Time to be with, and to reckon. So there, in front of the Place where the old path to the docks used to be, I dropped my car window. Sat idle awhile, beheld. Savored the hush of pine breath and the rush it put in my breath, the beat of my ancestors, of my blood beating in tree damp air. Prayed my thanks to the surety of the Wheel, to the Timing of this time of the Year. Prayed my thanks for what has been, and confronted my own fears. Made my offerings, and in doing so, got really excited to come home and write about this, to and for ya’ll.
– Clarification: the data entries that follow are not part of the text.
PR #1662, opened 2021-03-23
chore: complete restructure of files and folders in src

jenniferarnesen:
Yes there is a massive number of files in this PR, but the majority of them have either slight (change to dependency path) or no changes.

Organize components into "pages" loosely based on the available routes:
* view
* edit (both edit and new)
* print (both print layout and print one-item-per-page).

Any components that are used by more than one page remain in the shared components (src/components) folder.  Any modules or api's that are only used by one page are moved to that page folder.

Removed from redux since they were only used in one place
* alert (and corresponding Alert components)
* user

components/Dashboard is nearly the same as it was previously as components/Dashboard/Dashboard. The only change is to handle the show/hiding of the Alert when a dashboard is taking a long time to load (used to be in actions/selected)

ListItem -> move some functionality from thunk directly into component since it seemed overengineered

getFormattedDate taken out of util.js and into its own module file. Also removed unused functions from util.js

Added an alert when deleting dashboard fails

grid css (3 files) is now imported in components/App.js - which is the root of the app. Before it was being imported by each of the grid components (edit, view, print).

removed other unused actions, and unused widgets


janhenrikoverland (approved):
LG, let's see how it works out

PR #1663, opened 2021-03-23
fix: ctrl bar covered sharing dialog and cypress tests [DHIS2-10691] [v36]

jenniferarnesen:
The z-index was causing the ctrl bar to cover the sharing dialog, which overlay has a lower z-index. The z-index on the control bar is only needed when it is expanded on small screen, in which case the Sharing dialog is not an option anyway.

Cypress test added.


jenniferarnesen:
duplicate

PR #1666, opened 2021-03-23
fix: maps, ev and er were not resizing for fullscreen or item resize in edit mode [v36]

jenniferarnesen:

Imbolc is a cross-quarter sabbat or holy day, meaning between the quarter holidays of Solstices and Equinoxes. In this case, Imbolc marks Mid-Winter. During the numinousity of this lunation we are in right now–which of course brings us tradtional Imbolc, today–we experience the touch of the Divine Calling for the Year. The power of Maiden or Virgin: Life, in full Sovereignty. This, dear ones, is the power of what I have come to call experientially Dreaming Moon .
Write, it moved me, sitting there in my car this morning when I was done, as if Brigid herself was whispering on the Tall Pine wind. Brigid, mother of Poetry, of the Fire of Life, within. I thought, I’ll go home, and confront mySelf on the page, where I’ve always known to go.
I was moved to look up the meaning of the word Imbolc to start this writing, and found this, a lovely site and lovely post on the sabbat written by Chloë Rain. According to her website, the origin of the word is from neolithic Irish and means to be in the belly of the ewe, as this was the time the field animals would be with child. Metaphoric, indeed, as we nurture now the seed of life in the belly of Mama Earth, and in our own personal and collective lives, for the upcoming Wheel. Here in the Nothern Hemisphere that is.
I also thought I’d share some of the personal synchronicities members of our Women’s Mysteries circle have shared this last week.
First, from Rise Sister Rise by Rebecca Campbell, shared by Crystal:
and then this most lovely chant, Circle of Women, by Nalini and Friends, shared by Tara:
And may all mothers know that they are loved…and may all sisters know that they are strong…and may all daughters know that they are beautiful…
Happy Imbolc, dear friends. Remind yourself now, there is no right way to celebrate. Only the chance to get Present, and open yourself both to YourSelf, and to the Mystery, and how it will move you in a way meaningful to you. It is a most beneficent time to Dream in a State of Hope or Love…Be well, be good to you.